**Task:** Each line in the entries that has the word "could" has to be copied.

**The data:**

Issue #41, opened 2015-12-17
Code assist should not put unnecessary quotes around string value


tedepstein:
I tried Ctrl+space after the `in` key at the end of this code snippet, and it immediately put in the quoted value `"body"`.  We should only use quotes where they are required.

```
paths:
  /products:
    get:
      summary: Product Types
      description: |
        The Products endpoint returns information about the *Uber* products
        offered at a given location. The response includes the display name
        and other details about each product, and lists the products in the
        proper display order.
      parameters:
        - name: latitude
          in: "body"
```

tfesenko:
Still present in the product.

ghillairet:
Double quotes have been removed from those proposals.

Also changed how the string proposals behavior, when the proposal is a string, it will not add empty double quotes when the user insert the proposal, and the display has been changed to this:

![screen shot 2016-01-08 at 16 38 40](https://cloud.githubusercontent.com/assets/148045/12201855/c968f2c6-b626-11e5-920b-1a27f16f5120.png)

Also added an empty proposal for when no solutions can be found.

![screen shot 2016-01-08 at 16 38 33](https://cloud.githubusercontent.com/assets/148045/12201865/d81b0f7a-b626-11e5-9a34-c65b007f8b41.png)

tedepstein:
In progress.  Test failure and some issues noted in the pull request #63

tedepstein:
@tfesenko , Guillaume has added a new commit last week.  Please have a look.

tfesenko:
@tedepstein , I only see commit 8c12723 which was merged to the master as a part of PR #41 .
It works. Why the issue was not closed then? Probably I just forgot to close the issue.

PR #63, opened 2016-01-08
Feature/41

ghillairet:
See #41


com.reprezen.swagedit/src/com/reprezen/swagedit/assist/EmptyCompletionProposal.java
```diff
@@ -0,0 +1,39 @@
...
+		return null;
+	}
+
+	@Override
+	public String getAdditionalProposalInfo() {
+		return null;
+	}
+
+	@Override
+	public String getDisplayString() {
```
tfesenko, line 25: This class looks just like `NoCompletionProposal`. It takes several minutes to figure out that the difference is in `getDisplayString()`. Can we reuse the code?

tfesenko, line 25: The order of methods is different, which makes it difficult to compare by file diff. You have to actually read both classes to find the real diff.

com.reprezen.swagedit/src/com/reprezen/swagedit/assist/SwaggerContentAssistProcessor.java
```diff
@@ -77,12 +79,37 @@ public SwaggerContentAssistProcessor() {}
...
 
-		final ICompletionProposal[] result = new ICompletionProposal[proposals.size()];
-		for (int i = 0; i < proposals.size(); i++) {
-			result[i] = proposals.get(i);
+		if (proposals.isEmpty()) {
+			proposals.add(new NoCompletionProposal());
+		}
+
+		// make sure the proposal dialog shows up
+		if (proposals.size() == 1) {
```
tfesenko, line 87: Why a single proposal will not show up? Is it a bug? I believe it's useful, but I just really don't understand the need in this check - `proposals.size() == 1`.

tfesenko:
There is a test failure on this branch:

```
SwaggerContentAssistProcessorTest.shouldProvideEndOfWord:69 expected:<1> but was:<2>
```

tedepstein:
Passed QA Code review, merging.

com.reprezen.swagedit/src/com/reprezen/swagedit/assist/SwaggerContentAssistProcessor.java
ghillairet, line 87: I removed those, this could be done by options to set in the ContentAssistant.

ghillairet:
See new PR #78

Issue #44, opened 2015-12-17
Beautify the default color scheme


tedepstein:
The default color scheme is not as pretty as it might be.  I'll play with this a bit and make some more specific suggestions.

tedepstein:
In API Studio, we are using the Eclipse Color Theme plugin, with a dark color theme (inkpot) selected.  For general use outside of API studio, we probably should not assume a dark background, so we should choose colors that works with a light background.

ghillairet:
Note that eclipse color theme plugins requires that mappings for specific editors are contributed (see https://github.com/eclipse-color-theme/eclipse-color-theme/wiki/Contributing). The mapping for YEdit is already present in the current version of eclipsecolortheme, that explains why SwagEdit works well with it.

Also the general use of this color theme plugin is that users choose a theme and then all their editors use that particular theme.

The default theme from Eclipse is the one with white background and purple color for keywords (see Java editor for ex). Maybe this one should be use.

tedepstein:
@ghillairet , can you paste a screenshot with SwagEdit in the default theme?

ghillairet:
So the default theme for YEdit does not use similar colors as the Eclipse default. Choosing Default theme in eclipse color themes preferences makes editors use their defaults preferences.

Looks like this for YEdit (and SwagEdit)

![screen shot 2016-01-07 at 16 44 32](https://cloud.githubusercontent.com/assets/148045/12174756/c0d640a0-b55e-11e5-9d73-07c2bf3a452c.png)

I was thinking we could provide default preferences that would look like that

![screen shot 2016-01-07 at 16 46 03](https://cloud.githubusercontent.com/assets/148045/12174763/d009aa6c-b55e-11e5-872d-2636b3daa2c6.png)

tedepstein:
Yes, I think that second screenshot looks good.  Let's go with that color scheme as the default.

tfesenko:
After having merged the PR, I noticed that what I see is slightly different from the screenshot above:
<img width="703" alt="screen shot 2016-01-20 at 4 18 50 pm" src="https://cloud.githubusercontent.com/assets/644582/12463530/f4649506-bf91-11e5-9db6-48e3617db073.png">

Note that boolean values ("Constants") are blue in my screenshot, but they are green on Guillaume's.

tedepstein:
[...]

PR #81, opened 2016-01-15
[#44] Beautify the default color scheme

ghillairet:
This is the pull request to add a default theme for SwagEdit, see #44 

It involves some changes since to have default colors for SwagEdit, we need to use a different preference store than the one from YEdit.

Also since we want eclipse-color-theme to work with SwagEdit, and we use different preferences from YEdit, we need to provide a SwagEdit preference mapping file for eclipse-color-theme (this is the new xml file in folder resources). This also includes a new dependency to eclipse-color-theme, but I marked it as optional. Without that mapping file, the colors of the SwagEdit editor would not be changed if the user chooses a new color theme, only the background would change.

**Written answer:**
ghillairet, line 87: I removed those, this could be done by options to set in the ContentAssistant.
I was thinking we could provide default preferences that would look like that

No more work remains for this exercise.